Добрый и злой. Курсисткам сюда нельзя

Зубков Сергей
К ней в "одиночку" приходили по-очереди два следователя. Два следователя к ней приходили: "добрый" и "злой". "Добрый" приносил коробку конфет и виновато улыбался. Виновато улыбаясь, он становился перед ней на колени, потом опускался ниже и начинал целовать ступни. Она поочерёдно поднимала ноги, вытягивала носки и погружала пальчики ему в рот. Он закрывал глаза и руки его размахивали пространством, натыкаясь то на изгибы её горячего тела, то на привинченную тюремную мебель. Нельзя сказать, что всё это было ей так уж неприятно: после пальчиков на ногах, он целовал икры, тыкался носом  под коленками, потом долго и тягуче целовал сами колени, поднимался выше и быстренько дорисовывал самому себе то, что с ним тут же и происходило. Ей хотелось хоть раз дать ему немного больше, но хватало и того малого, что было молчаливо дозволено между ними ещё в самый первый раз. Жалобный вскрик, два-три вздрагивания и лицо вдавленное в её живот, свидетельствовали о том, что допрос на сегодня окончен.

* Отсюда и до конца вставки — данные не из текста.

Issue #494, opened 2020-10-26
Hypergraph head


maxitg:
### The problem
Is your feature request related to a problem? Please describe. Ex. I'm always frustrated when [...]

maxitg:
The box should be some kind of an interpretation box (ideally with a purple frame like `Graph` if possible). Otherwise, if you copy it and use it as an input, it does not work.

And yes, the format should be `Hyperedge[{vertices...}]` because, as you say, we need the second argument for other functionality.

daneelsan:
Yes, that was really a quick implementation. As you said, the idea would be to `TimeConstrain` it and show the Graph-like box if it takes too much time.

maxitg:
We can probably estimate how long it would take and constrain based on the number of vertices/hyperedges.

taliesinb:
I'd like to suggest the following syntax for when it comes time to implement symmetries on hyperedges:

* DirectedHyperedge[{1, 2, 3}, {4, 5, 6}]
* UndirectedHyperedge[{1, 2, 3}, {4, 5, 6}] (which is the same as UndirectedHyperedge[{4, 5, 6}, {1, 2, 3}])
* ColoredHyperedge9[{1 → 1, 2 → 1, 3 → 2, 4 → 2}] (which is ColoredHyperedge[{1, 2, 3, 4} → {1, 2, 2}])

These all evaluate to Hyperedge[vertexlist, symmetrygroup].
The symmetry for colors is fully symmetric *within each color*. 
The symmetry for directed and undirected hyperedges is fully symmetric within the source, and the destination separately.

PR #664, opened 2021-07-23
Adding Hypergraph object

daneelsan:
## Changes

* Trying to solve #494.
* Adding a basic `Hypergraph` object, accessors and upvalues.

## Comments

* Various designs questions:

  - How to represent the `Hypergraph` object in a notebook? Interpretation boxes (e.g. SparseArrays) or Graph-like plots?
  - The symbol `Hyperedge` is private for now. Should this be exposed?
  - Should we consider hypergraphs with mixed types of `Hyperedges`? See https://github.com/maxitg/SetReplace/issues/494#issuecomment-720580460 

* "ordered" was added (needs to be discussed) because many functions in WFR made the distinction. See:
   - https://resources.wolframcloud.com/FunctionRepository/resources/IsomorphicOrderedHypergraphQ/
   - https://resources.wolframcloud.com/FunctionRepository/resources/FindOrderedHypergraphIsomorphism/

## ToDo

- [ ] Tests
- [ ] Documentation
- [ ] More upvalues and/or redesign other functions to return `Hypergraph` (e.g. `RandomHypergraph`)

## Examples

* Create a random `Hypergraph`:
```wl
In[] := {8, 4} // RandomHypergraph // Hypergraph
```
HypergraphExample1

* Create an "ordered" `Hypergraph`:
```wl
In[] := Hypergraph[{{1, 1, 1}}, True]
```
HypergraphExample2

### DIFF
--- a/Kernel/Hypergraph.m
+++ b/Kernel/Hypergraph.m
@@ -1,0 +1,126 @@
+Package["SetReplace`"]
+
+PackageImport["GeneralUtilities`"]
+
+PackageExport["Hypergraph"]
+PackageExport["HypergraphQ"]
+PackageExport["HypergraphOrderedQ"]
+
+SetRelatedSymbolGroup[Hypergraph, HypergraphQ, HypergraphOrderedQ, EdgeList, VertexList];
+
+(* HypergraphQ *)
+
+SetUsage @ "HypergraphQ[hg$] yields True if hg$ is a valid Hypergraph object and False otherwise.";
+
+SyntaxInformation[HypergraphQ] = {"ArgumentsPattern" -> {expr_}};
+
+HypergraphQ[hypergraph_Hypergraph] := System`Private`HoldNoEntryQ[hypergraph];
+HypergraphQ[_] = False;
+
+(* HypergraphOrderedQ *)
+
+SetUsage @ "HypergraphOrderedQ[hg$] yields True if hg$ is a ordered Hypergraph object and False otherwise.";
+
+SyntaxInformation[HypergraphOrderedQ] = {"ArgumentsPattern" -> {hypergraph_}};
+
+HypergraphOrderedQ[HoldPattern[Hypergraph[_, orderedQ_] ? HypergraphQ]] := orderedQ;
+
+HypergraphOrderedQ[_] = False;
+
+(* Hypergraph *)
+
+SetUsage @ "
+Hypergraph[{he$1, he$2, $$}] yields a hypergraph with hyperedges he$j.
+Hypergraph[$$, ord$] returns an ordered hypergraph if ord$ is True, and an unordered hypergraph if False.
+";
+
+SyntaxInformation[Hypergraph] = {"ArgumentsPattern" -> {hyperedges_, orderedQ_.}};
+
+Hypergraph[hyperedges_, orderedQ : (True | False) : False] ? System`Private`HoldEntryQ :=
+  If[hypergraphQ[hyperedges],
+    System`Private`ConstructNoEntry[Hypergraph, Hyperedge @@@ hyperedges, orderedQ]
+  ,
+    $Failed
+  ];
+
+hypergraphQ = MatchQ[{(_List | _Hyperedge) ...}];
+
+(* EdgeList, EdgeCount, VertexList, VertexCount *)
+
+Hypergraph /: EdgeList[HoldPattern[Hypergraph[hyperedgeList_, _] ? HypergraphQ]] :=
+  hyperedgeList;
+
+Hypergraph /: EdgeCount[hypergraph_Hypergraph ? HypergraphQ] :=
+  Length[EdgeList[hypergraph]];
+
+Hypergraph /: VertexList[hypergraph_Hypergraph ? HypergraphQ] :=
+  DeleteDuplicates[Catenate[Cases[EdgeList[hypergraph], Hyperedge[x___] :> {x}, {1}]]];
+
+Hypergraph /: VertexCount[hypergraph_Hypergraph ? HypergraphQ] :=
+  Length[VertexList[hypergraph]];
+
+(* Normal *)
+
+Hypergraph /: Normal[hypergraph_Hypergraph ? HypergraphQ] := List @@@ EdgeList[hypergraph];
+
+(* SameQ *)
+
+Hypergraph /: SameQ[hg1_Hypergraph, hg2_Hypergraph] := Normal[hg1] === Normal[hg2];
+
+(* HypergraphPlot *)
+
+Hypergraph /: HypergraphPlot[hypergraph_Hypergraph ? HypergraphQ, opts___] := HypergraphPlot[Normal[hypergraph], opts];
+
+(* Boxes *)
+
+Hypergraph /: MakeBoxes[hypergraph_Hypergraph, fmt_] /; HypergraphQ[hypergraph] :=
+  Module[{collapsed, expanded},
+    collapsed = BoxForm`SummaryItem /@ {
+      {"VertexCount: ", VertexCount[hypergraph]},
+      {"EdgeCount: ", EdgeCount[hypergraph]}
+    };
+    expanded = BoxForm`SummaryItem /@ {
+      {"OrderedQ: ", HypergraphOrderedQ[hypergraph]}
+    };
+    BoxForm`ArrangeSummaryBox[
+      Hypergraph,
+      hypergraph,
+      HypergraphPlot[hypergraph, ImageSize -> {29, 29}],
+      collapsed,
+      expanded,
+      fmt,
+      "Interpretable" -> True
+    ]
+  ];
+
+(* WolframModel *)
+
+Hypergraph /: WolframModel[rule_, hypergraph_Hypergraph, args___] :=
+  WolframModel[rule, Normal[hypergraph], args];
+
+(* HypergraphToGraph *)
+
+Hypergraph /: HypergraphToGraph[hypergraph_Hypergraph, args___] :=
+  HypergraphToGraph[Normal[hypergraph], args];
+
+(*
+(* CanonicalHypergraph *)
+
+(* ::Text:: *)
+(*Does CanonicalHypergraph take into consideration if the hypergraph is ordered?*)
+
+Hypergraph /: (func : ResourceFunction["CanonicalHypergraph"])[hypergraph_Hypergraph ? HypergraphQ] :=
+  Hypergraph[func[Normal[hypergraph]]]
+
+(*AdjacencyTensor*)
+
+AdjacencyTensor = ResourceFunction["AdjacencyTensor"][Normal[#], "OrderedHyperedges" -> HypergraphOrderedQ[#]] &;
+
+Hypergraph /: (func : ResourceFunction["AdjacencyTensor"])[hypergraph_Hypergraph ? HypergraphQ, opts : OptionsPattern[]] :=
+  func[Normal[hypergraph], opts, "OrderedHyperedges" -> HypergraphOrderedQ[hypergraph]]
+
+(*KirchhoffTensor*)
+
+Hypergraph /: (func : ResourceFunction["KirchhoffTensor"])[hypergraph_Hypergraph ? HypergraphQ, opts : OptionsPattern[]] :=
+  func[Normal[hypergraph], opts, "OrderedHyperedges" -> HypergraphOrderedQ[hypergraph]]
+*)


maxitg (commented):
* Interpretation boxes are necessary either way because we need them for large hypergraphs that cannot be plotted. Also, if we do return full-size plots, we'll have to be able to disable them (for performance), which means we need the `GraphLayout` option as well. So, I think we should keep it only as interpretation boxes for now.
* Since `Hyperedge`'s are returned by `EdgeList`, yes, of course, we need to export them. But I'm not sure we need `Hyperedge` at all.
* I don't know where we might want to use mixed types, but I think it would be best to design an API that would allow us to have that in the future. If we keep hyperedges as lists for now, we'll be able to do that later with custom hyperedge. However, we cannot use `Hyperedge[v1, v2, ...]` as there wouldn't be a place to put the symmetry.
* The default in SetReplace has always been `"Ordered"` for hypergraphs. As far as I remember, `HypergraphPlot` is the only function that even supports other types. I don't think we need to specify the orderness type at all in the first iteration, but if we do, it should certainly default to `"Ordered"`.

> *[Reviewable](https://reviewable.io/reviews/maxitg/setreplace/664#-:-MfJPJzB2BgONB-7KmNA:b-lq0400)* status: all files reviewed, 14 unresolved discussions (waiting on @daneelsan)

___
*[Kernel/Hypergraph.m, line 7 at r1](https://reviewable.io/reviews/maxitg/setreplace/664#-MfJHI8RC-qqrpfK7rnN:-MfJHI8RC-qqrpfK7rnO:b-kbstzx) ([raw file](https://github.com/maxitg/setreplace/blob/5bd3dba7e313fc55e137f55973b65022aa61a035/Kernel/Hypergraph.m#L7)):*
> ```objc
> PackageExport["Hypergraph"]
> PackageExport["HypergraphQ"]
> PackageExport["HypergraphOrderedQ"]
> ```

I suggest changing ordered/unordered to an enum (could be strings or symbols for now), as we might want to expand to more than two varieties in the future. For example, `"Ordered"`, `"Unordered"`, `"Cyclic"`, `"Directed"`.
___
*[Kernel/Hypergraph.m, line 7 at r1](https://reviewable.io/reviews/maxitg/setreplace/664#-MfJSD64EGMPNQtlKFbV:-MfJJ3qKBG6wkQCiyT1Q:bz3amfq) ([raw file](https://github.com/maxitg/setreplace/blob/5bd3dba7e313fc55e137f55973b65022aa61a035/Kernel/Hypergraph.m#L7)):*
> ```objc
> PackageExport["Hypergraph"]
> PackageExport["HypergraphQ"]
> PackageExport["HypergraphOrderedQ"]
> ```

If `Hyperedge` is returned by `EdgeList`, it should be exported.
___
*[Kernel/Hypergraph.m, line 39 at r1](https://reviewable.io/reviews/maxitg/setreplace/664#-MfJJkVd8iZdd4j0OTsU:-MfJJkVd8iZdd4j0OTsV:b-9py6ha) ([raw file](https://github.com/maxitg/setreplace/blob/5bd3dba7e313fc55e137f55973b65022aa61a035/Kernel/Hypergraph.m#L39)):*
> ```objc
> SyntaxInformation[Hypergraph] = {"ArgumentsPattern" -> {hyperedges_, orderedQ_.}};
> 
> Hypergraph[hyperedges_, orderedQ : (True | False) : False] ? System`Private`HoldEntryQ :=
> ```

Why would it default to `False`? We almost always deal either with ordered or directed hypergraphs.
___
*[Kernel/Hypergraph.m, line 39 at r1](https://reviewable.io/reviews/maxitg/setreplace/664#-MfJNE-qBiwMsRf2U-jA:-MfJNE-r6PQ8CIy9-13n:b-1tot9h) ([raw file](https://github.com/maxitg/setreplace/blob/5bd3dba7e313fc55e137f55973b65022aa61a035/Kernel/Hypergraph.m#L39)):*
> ```objc
> SyntaxInformation[Hypergraph] = {"ArgumentsPattern" -> {hyperedges_, orderedQ_.}};
> 
> Hypergraph[hyperedges_, orderedQ : (True | False) : False] ? System`Private`HoldEntryQ :=
> ```

It needs to generate messages if `hyperedges` is not valid. (We need to keep this consistent with the rest of SetReplace until we figure out what to do with the new approach.)
___
*[Kernel/Hypergraph.m, line 46 at r1](https://reviewable.io/reviews/maxitg/setreplace/664#-MfJK9x8CqXUhppHgTE3:-MfJK9x8CqXUhppHgTE4:b78jx29) ([raw file](https://github.com/maxitg/setreplace/blob/5bd3dba7e313fc55e137f55973b65022aa61a035/Kernel/Hypergraph.m#L46)):*
> ```objc
>   ];
> 
> hypergraphQ = MatchQ[{(_List | _Hyperedge) ...}];
> ```

If we implement `Hyperedge` in this way, we won't be able to make them ordered/unordered in the future. It might be better to do it as `Hyperedge[{vertices...}, symmetry]`. Or, if we require uniform symmetries for all edges, I don't see any reason not to keep them as simple lists.
___
*[Kernel/Hypergraph.m, line 72 at r1](https://reviewable.io/reviews/maxitg/setreplace/664#-MfJNleL3K57ThwS__Hl:-MfJNleL3K57ThwS__Hm:blf2l88) ([raw file](https://github.com/maxitg/setreplace/blob/5bd3dba7e313fc55e137f55973b65022aa61a035/Kernel/Hypergraph.m#L72)):*
> ```objc
> (* HypergraphPlot *)
> 
> Hypergraph /: HypergraphPlot[hypergraph_Hypergraph ? HypergraphQ, opts___] := HypergraphPlot[Normal[hypergraph], opts];
> ```

The problem with implementing it like this (instead of in `HypergraphPlot`) is that it won't be able to generate messages correctly if something fails, e.g.,

```wl
HypergraphPlot[Hypergraph[{{2, 3}, {1, 2}, {2, 3}}], f -> 3]
```
___
*[Kernel/Hypergraph.m, line 88 at r1](https://reviewable.io/reviews/maxitg/setreplace/664#-MfJIssSCWpSrCbAulNG:-MfJIssSCWpSrCbAulNH:bu2dhk2) ([raw file](https://github.com/maxitg/setreplace/blob/5bd3dba7e313fc55e137f55973b65022aa61a035/Kernel/Hypergraph.m#L88)):*
> ```objc
>       Hypergraph,
>       hypergraph,
>       HypergraphPlot[hypergraph, ImageSize -> {29, 29}],
> ```

Note that this fails for empty hyperedges, e.g.,

```wl
Hypergraph[{{}, {}, {1, 2, 3}}]
```
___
PR #186, opened 2015-08-10
numpy removal

AdamISZ:
Removed usage of numpy module.

There are a set of of rand_* functions in common which replace the necessary functions. The only slightly complex ones are: first, power law distribution, achieved using the inverse of the cdf, see the wolfram link for the idea. I checked this by looking at sample arrays to see that the number of entries in different bins was approximately the same as that produced by the numpy version. Second, the random-choice-weighted-by-probabilities function, which is done by setting boundaries according to the cumulative array of probabilities and then choosing using a random sampled from a uniform dist. There are floating point inaccuracies here, but as noted in comments that's expected and considered unimportant. If later it's felt to be necessary to remove that, it can be done.

Testing: I'm going to produce a separate PR for the tumbler tests, which are now working, at least up to 6 yield generators against one tumbler. I've run this test many times and am not finding errors with this commit, but there's an important caveat: I had to make the change on line 151 of tumbler.py to refer to total_amount instead of amount, as otherwise I was occasionally getting negative change amounts.

In order to run those tests I had to make some small but fiddly configuration changes, but I'll explain that in the separate testing PR. Edit: see #187 . Added instructions in the wiki page 'Testing 2'.

### DIFF
--- a/lib/common.py
+++ b/lib/common.py
@@ -1,9 +1,9 @@
 
 import bitcoin as btc
 from decimal import Decimal, InvalidOperation
-from math import factorial
+from math import factorial, exp
 import sys, datetime, json, time, pprint, threading, getpass
-import numpy as np
+import random
 import blockchaininterface, slowaes
 from ConfigParser import SafeConfigParser
 import os, io, itertools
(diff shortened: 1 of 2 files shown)


AdamISZ:
Forgot to add: I didn't edit the README, seems that some edits will be needed in a few places to remove the reference to numpy.

chris-belcher:
Created tests for the new random functions. The power law deviates slightly from the numpy power law, but it doesn't really matter. It's probably just a vs a-1

choice_test
power_test

Issue #190, opened 2015-08-14
Wallet file hash changes.


tailsjoin:
I found something interesting today. I don't know if you remember, but one day in the irc I said that the hash on my wallet had changed out of nowhere, and it was asking me to rescan. Well I did rescan that day. For some reason, after the rescan the wallet hash went back to it's original and I moved on with my life. Well since then this same thing has randomly happened to me again and again, but I never rescanned. I just try three, four times until it gets right or I recover from seed.

Here's where things get interesting. I got a walletnotify twice today that my maker was not waiting on. The first came immediately after a JM tx so I ignored it, but the second came when all was quiet and it was for 1.5btc! So I opened up qt and saw that it was from this wallet that I accidentally created that day in the irc . So someone else is using this wallet and I'm watching all of their transactions currently.

![](https://infotomb.com/5tshc.png)

First I checked that it wasn't watching only funds I had forgotten about in an old wallet, but I have never deleted one and I have all the seeds I've ever created with JM. I painstakingly went through all of my wallet files to make sure  I'm not sharing a wallet with someone, and I definitely do not have that wallet hash. Maybe someone has a log from irc to check. Somewhere around the middle of July I think.

In playing with the wallets I found that if you enter an incorrect password for your wallet file sometimes it will accept the incorrect (or even blank on some wallet files) password and create a wallet using that as a seed. You can recreate it with the same incorrect password that worked and it will make the same wallet again. It will not make the original wallet unless you provide the correct passphrase, but sometimes even with the correct passphrase a new wallet is generated. I'm very sure of this because I use a password manager, and I don't even know what my passphrases are. I just copy/paste.

AdamISZ:
It seems like there's a lot going on here. With regard to:

> In playing with the wallets I found that if you enter an incorrect password for your wallet file sometimes it will accept the incorrect (or even blank on some wallet files) password and create a wallet using that as a seed. 

Do you ever use testnet? (I only ask because that's expected behaviour there). More importantly, which command are you running here? yieldgen, sendpayment, wallet-tool or tumbler?

AdamISZ:
@tailsjoin  Please see #191 . I believe this is probably a big contributory factor to what you saw, although there's a good chance it's not the total explanation.

tailsjoin:
I have seen the hash change on yield-generator and wallet-tool. Yesterday was wallet-tool. 

[...]

PR #191, opened 2015-08-14
ensure correct password

AdamISZ:
PKCS7 padding has the form: 01 or 0202 or 030303 etc. For a correctly entered password and a correct decryption, there will be a full block of padding at the end of the data: 1010... (16 times, hex). This obviously cannot happen by chance, which is why entering an incorrect password throws a ValueError which the current code then interprets as decryption failure and requests the user to try again.

However, in the case where an entered password is incorrect, it is possible that the decrypted data (*before* stripping the padding) ends with ..01. This would be interpreted as correctly pkcs7 padded, the 01 would be stripped, and a decrypted seed of length 32+15 = 47 bytes would be returned. No ValueError would be thrown and then a bip 32 master seed would be correctly (but randomly) generated. Note that the bip32 master key generation uses an hmac of the seed data, and so the seed data length is ignored.

So in summary we have a slightly bigger than 1 in 256 chance of a wrong password being accepted here, so this PR insists that the decrypted data has a length of 32 bytes, making this error impossible.

I don't consider this a big deal really, but it's as well to fix it of course. I was 'inspired' by #190 , but there seems to be no chance that this was the cause of the strange behaviour described there.

### DIFF
--- a/lib/common.py
+++ b/lib/common.py
@@ -218,7 +218,12 @@ class Wallet(AbstractWallet):
 			try:
 				decrypted_seed = slowaes.decryptData(password_key, encrypted_seed
 					.decode('hex')).encode('hex')
-				decrypted = True
+				#there is a small probability of getting a valid PKCS7 padding
+				#by chance from a wrong password; sanity check the seed length
+				if len(decrypted_seed) == 32:
+					decrypted = True
+				else:
+					raise ValueError
 			except ValueError:
 				print 'Incorrect password'
 				decrypted = False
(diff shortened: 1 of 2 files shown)


AdamISZ:
TLDR: The real situation is that there is a **1 in 8** chance of this happening, not 1 in 256!

The reason is that the slowaes module **does not properly verify the padding**, incredibly! It checks only the final byte, not the whole set of bytes. E.g.:

If the last byte is 04, it will immediately count it as valid. It will not check if the three preceding bytes are 04 04 04.

I have confirmed this (and confirmed my fix) by making a wallet with password 'abcd', and found that it will also accept 'fg' and 'tt' and so on. Creating, of course, a new random wallet with a different hash.

I have used the same code as I did in tlsnotary to check the pkcs7 padding is properly formatted. It now works correctly. Thus the previous comments no longer apply; this **is** fairly important.

I now believe this is probably *very* relevant to #190.

PR #205, opened 2015-08-29
"(potentially) earned" phrasing change

CohibAA:
if tx is not broadcast and confirmed on the network, no earnings are made.  "earned = " is more accurate after the tx is in a block.


adlai:
In an ideal patch, there'd be less overlap between the messages (to be precise: unique text in the confirmation, absent from the potentiation), saving the need for ```|grep -v pot``` to isolate confirmed earnings.

PR #207, opened 2015-08-30
Timing fixes for large/multiparty transactions

adlai:
Tested with 16 parties.

### DIFF
--- a/lib/irc.py
+++ b/lib/irc.py
@@ -10,8 +10,8 @@ import enc_wrapper
 
 MAX_PRIVMSG_LEN = 400
 COMMAND_PREFIX = '!'
-PING_INTERVAL = 180
-PING_TIMEOUT = 30
+PING_INTERVAL = 50              # lowered since we compete with data chunks
+PING_TIMEOUT = 340              # raised so we don't time out while sending data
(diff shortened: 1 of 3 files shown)


chris-belcher:
Looks good.

Is the line in taker.py fixing a race condition?

adlai:
Yes, there appears to be a race to build the transaction before keys are received.

chris-belcher:
I see, so it may happen that the taker sends !fill to several makers inside CoinJoinTX. The first maker responds with !pubkey before the CoinJoinTX method has returned and thus self.cjtx is null.

adlai:
Rebased, added comments

CohibAA:
I was recently kicked from the IRC channel (Orly? Whore!) as a taker using sendpayment while sending auths.  I was able to resolve by adding 

    time.sleep(1) #HACK! really there should be rate limiting, see issue#31

under [this line](https://github.com/chris-belcher/joinmarket/blob/master/lib/irc.py#L105).

Also, my maker was later kicked from IRC (Orly?) also while sending auths, so I added the same thing under [this line](https://github.com/chris-belcher/joinmarket/blob/master/lib/irc.py#L144) which seems to have resolved the kicks, afaict.

Issue #166, opened 2015-07-27
Crude taker recovery from unresponsive makers


chris-belcher:
A quicker and easier way of fixing the unresponsive maker problem than a fully-fledged internal reputation system like issue #57 

Could be a simple idea that if a maker doesnt respond the taker will message other makers to try to make the coinjoin happen.

If a maker doesn't respond before !tx has been sent, the taker can just !fill a new maker. If !tx has already been sent it has to start again.

A new thread is started for each CoinJoinTX object. There will have to be a callback function passed with can generate new makers to try, maybe just the chooseOrdersBy thing.
An issue might be that the required coinjoin fee has now changed.

PR #212, opened 2015-09-01
Crude maker-timeout recovery by taker

chris-belcher:
Implemented changes suggested in #166

A new thread is started for each CoinJoinTX object, there is a threading condition lock which passes notifications between the two threads. Currently the timeout for maker non-reply is 10 seconds.

If a maker doesn't reply, it will be ignored for the rest of lifetime of the Taker instance.

`sendpayment.py` and `tumbler.py` have been made to work with this.

Testing welcome. I've tested this on regtest with tumbler, it was able to complete it's run even though one maker never responded to either !fill, !auth or !tx

### DIFF
--- a/lib/common.py
+++ b/lib/common.py
@@ -401,10 +401,11 @@ def pick_order(orders, n, feekey):
 		pickedOrderIndex = -1
 		
 
-def choose_order(db, cj_amount, n, chooseOrdersBy):
+def choose_orders(db, cj_amount, n, chooseOrdersBy, ignored_makers=[]):
 	sqlorders = db.execute('SELECT * FROM orderbook;').fetchall()
 	orders = [(o['counterparty'], o['oid'],	calc_cj_fee(o['ordertype'], o['cjfee'], cj_amount), o['txfee'])
-		for o in sqlorders if cj_amount >= o['minsize'] and cj_amount <= o['maxsize']]
+		for o in sqlorders if cj_amount >= o['minsize'] and cj_amount <= o['maxsize'] and o['counterparty']
+		not in ignored_makers]
 	counterparties = set([o[0] for o in orders])
 	if n > len(counterparties):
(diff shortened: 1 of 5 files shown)


chris-belcher:
Also, why does the *merged latest master....* commit seem to have a ton of unrelated changes that were going on in parallel to this pull request. I assume a rebase would fix this?

chris-belcher:
Best to revert the merge, a pull request is a merge after all

Also, the lock.acquire() lock.notify() lock.release() pattern can be simplied using the python keyword with.

adlai:
0f4b954 is a spurious merge, it adds no new functionality but confuses history by causing Github to display all the history that wasn't in 84a0859 as its own diff. Merging a "clean" (ie, fast-forward) pull request through Github's web interface will create a "merge commit" that doesn't do this.

tl;dr: Please rebase :smile:

MechanicalMink:
I was told on Reddit to try to rebase this manually, since I have no experience with version control software. I added and removed the code as per these changes to the latest available build, and every time I tried to run the tumbler it didn't seem to like something to do with this line in taker.py

self.utxos = {None: self.input_utxos.keys()} #None means they belong to me

Evidently we're trying to access the keys of a NoneType object somewhere..? This would always result in a semi-crashy-loopy-thing when the output hit the following:

started timeout thread for coinjoin of amount xxxxxxx to addr xxxxxxx
[2015/09/06 04:43:24] waiting for all replies..

Python would then repeatedly try to run a traceback, throwing an attribute error that said something along the lines of "NoneType objects don't have keys". I hope this is helpful, as I only have experience in Java at the moment and I really don't know this codebase or what I'm talking about in the least...

chris-belcher:
The git commit tree is broken on it. I stupidly merged it into master and then created a PR. Fixing this git problem is my first priority.

chris-belcher:
It was easier to create a new branch rather than fix this one. Apparently this kind of screw up is hard to recover from.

"Злой" - никогда сразу в камеру не входил. Вначале в проёме двери появлялся его антрацитовый глаз, крупный нос и жёсткий угол подбородка. Чуть ниже, как патроны в обойме, матово блестели лунки ногтей, венчающие его квадратные пальцы. Она уже знала, что в ту же секунду, когда он пересечёт порог камеры, ей надлежит стоять на четвереньках и смотреть на него с бодрой улыбкой. Бить он начинал сразу и без прелюдий. Тяжёлые армейские ботинки втыкались в живот, зажигали красные пятна на скулах и срывали лоскуты кожи со вскинутых запястий. Крепкие руки тянули трусики не вниз, а вверх -  так, что нижняя их часть начинала разрезать её пополам.  Погрузившись в этот разрез средним пальцем правой руки, левой - он разворачивал её испуганное лицо на себя и яростно начинал вбивать свой язык в её рот, затем давил ей на плечи, властно посылая вниз, где она поспешно делала всё то, что ему обычно хотелось. А хотелось ему всегда, полностью и до конца. В эти секунды тело её замирало от страха, что он задержится с движением обратно и она просто-напросто задохнётся или потеряет сознание. Она приходила в себя только тогда, когда живое и пластмассовое менялись между собой местами или бежали вместе, под звон двух золотых колокольчиков, всегда висевших у него на груди. Внутри у неё был такой жар, какой бывает у неопытных гурманов от чилийского перца, а  влага, как магма изливающаяся из него, не тушила, а подымала этот жар до температуры, при которой обычные люди должны были превращаться в пепел. Спроси он её сейчас по сути дела, она бы немедленно рассказала ему всю правду.
 
Но призналась она "доброму", узнав, что "злой" больше никогда не придёт...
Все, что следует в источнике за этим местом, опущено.